So why did the FTC ignore this recommendation, opting instead to give Google a slap on the wrist? Was pressure applied from higher powers to go easy on Google? No one knows...yet.
In IT Blogwatch, bloggers welcome their search engine overlord.
Today's humble blogwatcher is Stephen Glasskeys.
Brend Kendall and Rolfe Winker serve tasty morsels:
The [FTC] inadvertently shared with The Wall Street Journal a document outlining findings by key staffers who spent more than a year investigating Google's business practices. Here are some highlights. MORE
Rebecca R. Ruiz and Conor Dougherty renew questions:
The FTC on Thursday faced renewed questions about its handling of its antitrust investigation into Google, after documents revealed that an internal report had recommended stronger action.
The 2012 report, from the agency's Bureau of Competition, said that the agency should sue [Google] for anti-competitive practices, according to several people who saw the report but would speak about it only under the condition of anonymity. MORE
An unnamed CNNMoney blogger tells us why the EU is so angry:
[Over] time, Google has weaved its own products into search results.
That bumps other websites further down the list of search results. And increasingly, you never need to leave Google's page to get the information you want.

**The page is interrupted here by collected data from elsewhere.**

PR #228, opened 2017-04-22
way faster 32 bit memcpy

FrankBoesing:
32 bit memoryaccess, 32 bit addition, unrolled loop

### DIFF
--- a/output_dac.cpp
+++ b/output_dac.cpp
@@ -137,10 +137,23 @@ void AudioOutputAnalog::isr(void)
 	block = AudioOutputAnalog::block_left_1st;
 	if (block) {
 		src = block->data;
+#if 0		
 		do {
 			// TODO: this should probably dither
 			*dest++ = ((*src++) + 32767) >> 4;
 		} while (dest < end);
+#else		
+		int i = AUDIO_BLOCK_SAMPLES/8;
+		const uint32_t ofs  = (32768 << 16) | 32768;
+		uint32_t * src32 = (uint32_t *) src;
+		uint32_t * dest32 = (uint32_t *) dest;
+		do {					
+			*dest32++ = ((*src32++ + ofs) >> 4) /* & 0x3fff3fff*/; // "&" not needed, DAC is 12 bit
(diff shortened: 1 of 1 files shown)


FrankBoesing:
I'll make an assembler version instead.

PaulStoffregen:
Eventually, I would like to change the PDB to default to 4X the sample rate and bring the oversampling code from PT2811 into the DAC objects.  On the ADC side, simply averaging 4 samples together would be ok.  Eventually, I want to try a small FIR filter on 4X oversampled ADC input.

Any thoughts or ideas on this?  At the very least, it will require a different memory copy, right?

FrankBoesing:
Hi Paul,

please take a look here : 
https://github.com/PaulStoffregen/Audio/blob/master/output_pt8211.cpp#L130
Currently, a memcpy is only used without interpolation.

Some thoughts:

That time Ben wrote this code, I spent some time with trying to optimize 
it - but i could not find a good way. A little bit can be made better 
with unrolling the x4 loop (line 154+) or, maybe, with trying to move 
the conditional out of the loop.

On the other hand, we only need 12 bit, so there might be a way. The 
values used in that code are all 32BIT to minimize errors. With 12BIT 
values this might not be needed and we can use 16 BIT variables instead...

After that, one could try to translate the new code to assembler...



Am 22.04.2017 um 19:33 schrieb Paul Stoffregen:

FrankBoesing:
Hi Paul,

you got me ;-) I have a now working version with 4x oversampling.
There are some questions left..

a) is it ok to create globale define "AUDIO_OUTPUT_OVERSAMPLING" (just 
like AUDIO_BLOCK_SAMPLES)
- this way we can use it for PT8211, too, and it is more clear to the 
user how to use it.

b) isn't the ADC using the same PDB ?

FrankBoesing:
Paul, the compiler makes a pretty good job for the oversampling-code (at least with "mono").
I'll make a fork with all my changes later today - but I'd like that you take a look at the sourcecode before I invest more work on it (-> stereoDACs). 
Then, I'm unsure what to do with the ADCs. Can you make the neccessary changes for the ADCs?

PR #230, opened 2017-04-23
DAC oversampling + memcpy

FrankBoesing:
TODO: AnalogStereo, ADC, PT8211 should use #define AUDIO_OVERSAMPLING


FrankBoesing:
what do you think ?

PaulStoffregen:
Just so you can understand why I haven't acted on this yet... it conflicts with another pending DAC change in a forum thread.  I want to carefully merge both... but haven't had time recently.

PR #234, opened 2017-05-06
Add keywords and include with rest of library

dxinteractive:
A couple of missing items for the waveshaper effect.

### DIFF
--- a/Audio.h
+++ b/Audio.h
@@ -80,6 +80,7 @@
 #include "effect_delay_ext.h"
 #include "effect_midside.h"
 #include "effect_reverb.h"
+#include "effect_waveshaper.h"
 #include "filter_biquad.h"
 #include "filter_fir.h"
 #include "filter_variable.h"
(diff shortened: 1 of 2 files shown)


PaulStoffregen:
I'm wondering if syntax highlighting "shape" is going to affect people?  Arduino's colors aren't done with any C++ language context.  It just turns the word "shape" orange, even if someone uses this word as a variable.

Maybe there's a longer, more descriptive name that could be used?  Maybe a little more work on examples and a little more text for the design tool documentation might help clarify what this object really does and perhaps a function name to use?

dxinteractive:
Ah, didn't realise that there was no context to the colours, that's a tad annoying. I might change it to `setWaveshape` or something in that case.

I'll commit examples to this PR once their ready, they'll have explanations in comments I can then work upon to describe the effect better in the gui tool. Hopefully won't be too far off.

dxinteractive:
Oh just noticed that this one has been pulled in too, I'll make a new PR with the last set of changes and additions.

PR #244, opened 2017-08-12
Replace DC removal algorithm with IIR HPF, 2 Hz

transmogrifox:
Replaced DC removal code with first order IIR HPF.
Setup as USB sound card and looped analog output to analog input and recorded:
1) Sine chirp to confirm fractional dB roll-off at 20 Hz and flat out to 20 kHz using Audacity.  Spectrogram also looked ok for 12-bit audio.
2) Square wave of 1 Hz to confirm step response settles out to zero.
3) Square wave of 20Hz and 100 Hz to confirm expected exponential decay on each cycle, and clipping looks ok when level set to overdrive.
4) Played music looped-back and inspected waveforms.  There is some wrap-around when clipping but it's hard to know if this is coming from the DAC or the ADC.  Either way the wrap-around doesn't upset the DC removal filter -- doesn't look like things are getting stuck.  Music was up high enough so all was clearly clipping and recovery was good.
5) Played guitar through Teensy with audio pass-through, chorus and flanger.  All sound good.

Guitar has extra audible distortion when original DC removal code is used. Very bad to my ears.  All noise went down to something very "clean" sounding with code update.  I suspect the built-in ADC and DAC+PWM can be applied in a manner capable of competing with the audio add-on, and the DC removal code fixes the non-hardware noise :)

See forum post for graphs of noise in old DC removal code.
Some test programs also can be found here:
http://www.cackleberrypines.net/transmogrifox/src/teensy/dc_removal/

### DIFF
--- a/input_adc.cpp
+++ b/input_adc.cpp
@@ -28,7 +28,7 @@
 #include "utility/pdb.h"
 #include "utility/dspinst.h"
 
-#define COEF_HPF_DCBLOCK    (1048300<<4)  // DC Removal filter coefficient in S7.24
+#define COEF_HPF_DCBLOCK    (1048300<<10)  // DC Removal filter coefficient in S1.30
 
 DMAMEM static uint16_t analog_rx_buffer[AUDIO_BLOCK_SAMPLES];
 audio_block_t * AudioInputAnalog::block_left = NULL;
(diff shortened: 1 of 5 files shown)


transmogrifox:
Deeper analysis revealed 0.005 offset due to exponential error.  Increased resolution to S7.24 to drop this error lower.  The offset is still near -60 dB, so discussion is still open about dropping this below 16-bit resolution.

Because this code uses a 64-bit accumulator I don't see any reason it can't go to S0.31.

transmogrifox:
Went to S1.30 and it appears DC offset is below the 16-bit resolution -- nicely centered on zero and the spectrum looks a little less "hairy" so perhaps some of the low level spectral noise was coming from filter error.

PaulStoffregen:
Thanks for working on this.  The old algorithm was a quick-and-dirty hack that expanded into a bigger hack that never really got carefully tested.

transmogrifox:
Thanks for merging it.  Hopefully I have covered the relevant test cases well enough to avoid creating more issues.  

DC removal is a simple concept yet not entirely trivial.

PR #246, opened 2017-08-26
Add F-RAM CY15B104

FrankBoesing:
Note: 
This chip is a bit demanding - it wants a clean power-on.
I had problems on a simple breadboard, and it was needed to add a capacitor (I use 100uF) to VCC<->GND


FrankBoesing:
thank you !

PR #247, opened 2017-09-01
Adds ByteBeat synthesis object to audio library.

oleiman:
- Adds CPP/H implementation
- updates system design tool HTML
- Includes an example sketch (examples/Synthesis/ProtoByteBeat)

Signed-off-by: Oren Leiman <mumblemumble777@gmail.com>

### DIFF
--- a/Audio.h
+++ b/Audio.h
@@ -113,5 +113,6 @@
 #include "synth_karplusstrong.h"
 #include "synth_simple_drum.h"
 #include "synth_pwm.h"
+#include "synth_bytebeat.h"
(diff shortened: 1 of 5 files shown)


oleiman:
I cooked this up yesterday and have been finding it fun, interesting, and useful. Glitchy weirdness! This is a basic implementation with several equations adapted from other open source software included by default. I have plans to add facilities for including custom equations at runtime, but I wanted to see whether anybody else gets as much of a kick out of this as I do before going to the trouble.

PR #259, opened 2018-06-12
Introduce pitch functionality in play_serialflash_raw.cpp

visergrass:
This code works fine with a single player in a patch... I'm afraid it will not work properly with more players, because the computation time is about 1500 microseconds, too close to the limit of 2900 microseconds... let's see.
Thanks for the attention


visergrass:
Poliphony doesn't work..  maybe I did some gross mistakes with variables scope?
Thanks

PR #263, opened 2018-09-24
Add control object for TLV32AIC3206

chipaudette:
I've had this for a while from our work on Tympan.  In the Teensy forums, I was asked to share just this module.  So, I unplugged it from the Tympan repo and am offering it here.


control_tlv320aic3206.h
```diff
@@ -0,0 +1,128 @@
...
+#define AIC3206_MIC_BIAS_OFF             0
+#define AIC3206_MIC_BIAS_1_25            1
+#define AIC3206_MIC_BIAS_1_7             2
+#define AIC3206_MIC_BIAS_2_5             3
+#define AIC3206_MIC_BIAS_VSUPPLY         4
+#define AIC3206_DEFAULT_MIC_BIAS AIC3206_MIC_BIAS_2_5
+
+#define BOTH_CHAN 0
+#define LEFT_CHAN 1
+#define RIGHT_CHAN 2
```
PaulStoffregen: Can these 3 macros be moved into the .cpp file (best option), or put inside the class, or at least have "AIC3206_" prepended?

chipaudette:
Great comment regarding the LEFT_CHAN, RIGHT_CHAN, BOTH_CHAN macro names.  I made your suggested revision to add AIC3206 to the macro name.  

I did look at moving these macros into the cpp file, but the macros are there to allow the user to set filters and whatnot to the left and right channels (or both) independently.  So, presumably they need to stay exposed to the user via the h file.  Or, Is there another way that I should have made these settings available to the user (yet still human readable) rather than via #defines?

Otherwise, I renamed the macros to prepend AIC3206 to the macro name.  I also expanded the comments a bit in the h file to show which macros should be used with which of the class's methods.

PaulStoffregen:
Looks fine.  AIC3206_ prefix should be plenty to prevent future conflicts.

PR #268, opened 2018-10-02
memcpy_tdmtx

FrankBoesing:
T3.5, 98 MHz, -O2, Blocksize 128, 1000x calls to memcopy,
in C (original) 10504 microsconds,
asm 6581 microseconds.

Testsketch attached.

[sketch_oct02a.zip](https://github.com/PaulStoffregen/Audio/files/2437658/sketch_oct02a.zip)


FrankBoesing:
added memcpy_tdmrx (input)

PR #275, opened 2018-11-17
Add member restart() to AudioSynthWaveform

ErikDorstel:
The phase(angle) method sets the phase relative to the current angle. A LFO application need to set the phase to an absolute angle. The new method restart() sets the phase_accumulator to zero. The waveform is restarted with an absolute angle defined by phase(angle).

### DIFF
--- a/gui/index.html
+++ b/gui/index.html
@@ -2150,6 +2150,14 @@ The actual packets are taken
 		<a href="http://www.pjrc.com/teensy/td_libs_AudioProcessorUsage.html" target="_blank">AudioNoInterrupts()</a>
 		should be used to guarantee all new settings take effect together.
 	</p>
+	<p class=func><span class=keyword>restart</span>();</p>
+	<p class=desc>
+		Cause the generated waveform to restart its cycle. The generation
+		starts with the angle 0 degrees (default) or with the last value
+		configured by phase(angle);. When multiple objects are configured,
+		<a href="http://www.pjrc.com/teensy/td_libs_AudioProcessorUsage.html" target="_blank">AudioNoInterrupts()</a>
+		should be used to guarantee all new settings take effect together.
+	</p>
 	<p class=func><span class=keyword>pulseWidth</span>(amount);</p>
 	<p class=desc>Change the width (duty cycle) of the pulse.</p>
 	<p class=func><span class=keyword>arbitraryWaveform</span>(array, maxFreq);</p>
--- a/synth_waveform.h
+++ b/synth_waveform.h
@@ -75,6 +75,9 @@ public:
 		}
 		phase_offset = angle * (4294967296.0 / 360.0);
 	}
+	void restart() {
+		phase_accumulator = 0;
+	}
 	void amplitude(float n) {	// 0 to 1.0
 		if (n < 0) {
 			n = 0;


ErikDorstel:
The phase(angle) method sets the phase relative to the current angle. A VCO application need to set the phase to an absolute angle. This is important to get consistent results when multiplying two VCO outputs. The new method restart() sets the phase_accumulator to zero. The waveform is restarted with an absolute angle defined by phase(angle).

skybrian:
Based on the code, I think `phase` currently does something slightly different. It moves the phase by the delta between its argument and the previous call to `phase`. So, if the previous call set it to 2 and this call sets it to 3, then the phase is advanced by 1.

The documentation for phase says something different, though:

> Cause the generated waveform to jump to a specific point within its cycle.

So I think it's a bug, but the description of this patch is also inaccurate about what phase does.

ErikDorstel:
I interpret something else from the code.

ph = phase_accumulator + phase_offset;
// generate audio data
phase_accumulator = ph - phase_offset;
// send audio data

ph represent the angle that is used when generating the audio data.
phase_offset involves shifting the angle. The shift is set regardless of its previous value.
phase_accumulator is the position in the cycle that is passed on from update to update.

Assume the current position in the cycle is 120 degrees. The offset is set to 10, then the angle becomes effective 130 degrees. Assume that the position in the next block is 121 degrees in the cycle and the offset remains unchanged. Then the angle becomes effective 131 degrees. Another block later, at 122 degrees the offset is set to 20 degrees. Then the effective angle becomes 142 degrees.

The phase(angle) member set the phase relative to the current phase.
The restart() member set the phase to 0 plus the offset.

skybrian:
It's not clear to me if we disagree, but I will try to explain better.

By "current position" it seems you mean "the phase stored in phase_accumulator" but this is not the phase being played at the current time. (That is, the time corresponding to the end of the previous block and the start of the next block.)  Whenever we are outside an interrupt, the phase being played is equal to phase_accumulator + phase_offset, what you are calling the "effective angle". This is the phase we will continue with at the start of the next block.

During the interrupt, the ph variable is used temporarily to hold the currently played phase. After the the interrupt is done, phase_offset is subtracted again to uphold the invariant that phase_accumulator + phase_offset is the currently played phase (up to the time just after the current block).

So, phase(angle) sets an offset relative to phase_accumulator, but phase_accumulator doesn't hold the phase currently being played.

If you change the phase_offset from 10 to 20 then the currently played phase moves ahead by 10, but without having the value of phase_accumulator, you don't know what it actually is.

I think the API is confusing because the API user is not controlling the effective, currently played phase, but rather a variable that contributes to it. To change the phase being played we would need to set both phase_offset and phase_accumulator. It's not clear to me that AudioSynthWaveform needs both fields?

ErikDorstel:
That is a good explanation. Mine was a little misleading because of my poor English. I think we have the same understanding of how the code works. I'm not sure why Paul Stoffregen uses two variables for this function. Maybe to simplify the implementation of phase modulation?

My application sets the phase_accumulator to zero with restart() and sets the phase_offset to a certain value with phase(x). So it is possible to control the effective phase.

hb9:
I was looking for a way to bring multiple oscillators back in sync and this MR provided a solution for my problem. After changing my local library accordingly, my problem was solved. I'd love to see this MR merged.

ErikDorstel:
Yes, that is exactly the purpose of this merge request. I have no idea why this has not yet been merged by the maintainer. Maybe I didn't follow the correct procedure?

phjanderson:
> Yes, that is exactly the purpose of this merge request. I have no idea why this has not yet been merged by the maintainer. Maybe I didn't follow the correct procedure?

I am also interested in this functionality. What would it take to get it merged?
I searched but couldn't find anything about procedures for pull requests here.

ErikDorstel:
I submitted this pull request 5 years ago. So far it has not been merged by the maintainer. I don't know the reason. The request does not create any conflicts. Documentation is included.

That means you don't visit the websites producing the information. That hurts rivals and their advertising revenue.
It's why Europeans are so angry. Some folks on the other side of the Atlantic have even called for breaking up Google into smaller companies. MORE
Despite the [Bureau of Competition] findings, the FTC ultimately voted to essentially slap Google on the wrist in early 2013, bringing the probe to an end as long as Google agreed to make some changes.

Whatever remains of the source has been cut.